• **WORK ITEM**
Repeat exactly the lines of the entries below from the one with "2. Submit due to #6228" through the one with "- Browser: Firefox 124.0", both ends included, and nothing else.
------------------------------------------------
PR #6426, opened 2024-05-02
Fix CSS selector encoding

### LINKED ISSUE #6229: [BUG] Article selector is HTML escaped
**Describe the bug**
The article CSS selector is being passed to CSSXPath with some characters encoded as XML entities. The selector `[id="main"]` becomes `[id=&quot;main&quot;]` which is converted to `.//*[@id="&quot;main&quot;")]`

**To Reproduce**
1. Input an Article CSS Selector with double quotes
2. Submit due to #6228
3. Click the preview button by the selector
4. CSSXpath has now been passed a mangled selector (I debugged by adding an `error_log` statement to Translator.php)

**Expected behavior**
The selector should be unescaped by the time it reaches CSSXpath.

- Device: ThinkPad A485
- OS: Void Linux
- Browser: Firefox 124.0
- FreshRSS version: 1.23.2-dev 1c0b8a7
- Database version: PostgreSQL 16.2
- PHP version: 8.2.7
- Installation type: Docker self hosted

### LINKED ISSUE #6266: [Bug] Preview of CSS selector uses the one saved and not the one entered

Alkarex:
fix https://github.com/FreshRSS/FreshRSS/issues/6229
fix https://github.com/FreshRSS/FreshRSS/issues/6266#issuecomment-2090432818

### DIFF
--- a/app/Controllers/feedController.php
+++ b/app/Controllers/feedController.php
@@ -1148,6 +1148,7 @@ class FreshRSS_feed_Controller extends FreshRSS_ActionController {
 			return;
 		}
 		$feed->_pathEntries($content_selector);
+		$feed->_attribute('path_entries_filter', Minz_Request::paramString('selector_filter', true));
 
 		//Fetch & select content.
 		try {
--- a/app/Models/Entry.php
+++ b/app/Models/Entry.php
@@ -748,7 +748,8 @@ HTML;
 			}
 
 			$content = '';
-			$nodes = $xpath->query((new Gt\CssXPath\Translator($feed->pathEntries()))->asXPath());
+			$cssSelector = htmlspecialchars_decode($feed->pathEntries(), ENT_QUOTES);
+			$nodes = $xpath->query((new Gt\CssXPath\Translator($cssSelector))->asXPath());
 			if ($nodes != false) {
 				$path_entries_filter = $feed->attributeString('path_entries_filter');
 				foreach ($nodes as $node) {


math-GH:
A point of view from UI/UX: If the "eye" button uses both inputs then both inputs should have its own `<fieldset>` with its own buttons. One button could be the "eye" button then. (others: save, cancel)
grafik

mrnoname1000:
From some quick testing this seems to fix both bugs!

math-GH:
While testing I found this bug:

if the last element of this list is empty (last character is a comma):
grafik

grafik

Alkarex:
Indeed @math-GH , this UX could be improved. There are also all the other parameters below, which are not used by the preview. But let's merge the fixed bugs already.

> if the last element of this list is empty (last character is a comma)

Let me try to make another PR for that

Alkarex:
https://github.com/FreshRSS/FreshRSS/pull/6428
------------------------------------------------
• **TASK OUTPUT**
2. Submit due to #6228
3. Click the preview button by the selector
4. CSSXpath has now been passed a mangled selector (I debugged by adding an `error_log` statement to Translator.php)

**Expected behavior**
The selector should be unescaped by the time it reaches CSSXpath.

- Device: ThinkPad A485
- OS: Void Linux
- Browser: Firefox 124.0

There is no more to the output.